Enterococcus malodoratus

Scientific classification
- Domain: Bacteria
- Kingdom: Bacillati
- Phylum: Bacillota
- Class: Bacilli
- Order: Lactobacillales
- Family: Enterococcaceae
- Genus: Enterococcus
- Species: E. malodoratus
- Binomial name: Enterococcus malodoratus Collins et al. 1984

= Enterococcus malodoratus =

- Genus: Enterococcus
- Species: malodoratus
- Authority: Collins et al. 1984

Species of bacterium

Enterococcus malodoratus is a species of the genus Enterococcus and a gram positive bacteria capable of opportunistic pathogenic response. These microbes have a thick polypeptide layer. Enterococcus can be found in the gastrointestinal tracts of humans and other mammals. In a study on the enterococcal flora of swine, E. malodoratus was found in the intestines and feces. It was not identified within the tonsils of swine, nor within cats, calves, dogs, horse, or poultry. The name "malodoratus" translates to "ill smelling".

==Physiology==
Enterococcus malodoratus is a nonmotile, facultatively anaerobic microbe, as well as a chemoorganotroph with fermentative metabolism. The cells are coccoid in structure, found mostly in pairs or short streptococcus chains. Unlike many other Enterococcus species, E. malodoratus does not usually grow at 45 degrees Celsius, nor does it survive heating at 60 degrees Celsius for 30 minutes. It is nonpigmented. E. malodoratus does not produce methylcarbinol or hydrolyze arginine. In carbohydrate and raffinose broths, E. malodoratus forms acid. It does not form endospores thus separating it from bacilli and clostridia species.

==Pathology==
The genus Enterococcus is "capable of inducing platelet aggregation and tissue factor-dependent fibrin production, which may be relevant to the pathogenesis of enterococcal endocarditis". The microbe is frequently the cause of hospital-acquired nosocomial infections, bloodstream infections, and urinary tract infections in its host. Though a normal part of the biota of the intestinal tract of humans and other mammals, Enterococci can also survive for lengths of time with adhesion to environmental surfaces; thus contributing to transmission and possible contagion between hosts. The genus has also been proven to survive desiccation. In general, the inhospitable, acidic, and competitive environment of the gastrointestinal tract limits the spread of enterococci. However, it is often during the early stages of a medical intervention that the enterococci can successfully move and colonize beyond the neutral area near the colon.

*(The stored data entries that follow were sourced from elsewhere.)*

PR #140, opened 2017-09-08
implement a string representation of the CipherSuite

marten-seemann:
I'd like to be able to log the cipher suite negotiated in the handshake. Having a string representation of the `CipherSuite` would be very handy for that.

### DIFF
--- a/common.go
+++ b/common.go
@@ -1,5 +1,10 @@
 package mint
 
+import (
+	"fmt"
+	"strconv"
+)
+
 var (
 	supportedVersion uint16 = 0x7f15 // draft-21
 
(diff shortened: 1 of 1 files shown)


common.go
```diff
@@ -51,6 +53,24 @@ const (
...
+	case TLS_AES_256_GCM_SHA384:
+		return "TLS_AES_256_GCM_SHA384"
+	case TLS_CHACHA20_POLY1305_SHA256:
+		return "TLS_CHACHA20_POLY1305_SHA256"
+	case TLS_AES_128_CCM_SHA256:
+		return "TLS_AES_128_CCM_SHA256"
+	case TLS_AES_256_CCM_8_SHA256:
+		return "TLS_AES_256_CCM_8_SHA256"
+	}
+	return fmt.Sprintf("invalid CipherSuite value")
```
ekr: Did you mean to be passing back the value in this answer? If not, why are you bothering with Sprintf?

marten-seemann: That was the plan, but `%x` leads to an infinite recursion here. I'll find a workaround for that.

marten-seemann: Done.

PR #198, opened 2018-09-02
Enable fields to be marked for omission from a struct

bifurcation:
This way you can have structs that marshal / unmarshal as TLS, but also have extra information that is produced locally.  The proposed syntax is:

```
type Foo struct {
  A uint16
  B uint16 `tls:"omit"`
  C uint16
}
```

### DIFF
--- a/syntax/decode.go
+++ b/syntax/decode.go
@@ -102,6 +102,13 @@ func newTypeDecoder(t reflect.Type) decoderFunc {
 
 ///// Specific decoders below
 
+func omitDecoder(d *decodeState, v reflect.Value, opts decOpts) int {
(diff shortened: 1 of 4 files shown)


ekr:
Why not just use lower-case for this? Those fields are inaccessible to reflection anyway.

For instance: https://github.com/ekr/minq/blob/master/codec.go#L155

bifurcation:
Renewing this PR.  @ekr - you could use private fields for this, but I don't see a need to conflate the two ideas. `encoding/json`, for example, makes exactly this distinction, allowing a `"-"` annotation for a public field you want to omit in the JSON encoding.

==Diagnosis/identification==
DNA methods have been used by researchers to correctly identify specific species within the genus Enterococcus. Using the chaperonin 60 gene (Cpn60), specific species of DNA sequencing can be distinguished in the ~600-bp region. It is imperative to correctly distinguish between Enterococcus species, as some species have been found to be resistant to some drug therapies. In fact, the genus Enterococcus has become important in the study of super infections and pathogenic resistance to antibiotics. E. malodoratus, specifically, has not yet been found to have developed that resistance.

==Historical==
Until 1984, all Enterococcus species were considered part of the genus Streptococcus. It was during the 1980s that studies on fatty acid composition, nucleic acid hybridization, and comparative oligonucleotide cataloguing of 16S rRNA showed the significant differences between enterococci and streptococci. The differences were enough to establish Enterococcus as a genus of its own. Each species within the enterococci category was reclassified, including E. malodoratus – originally known as S. faecalis subsp. malodoratus.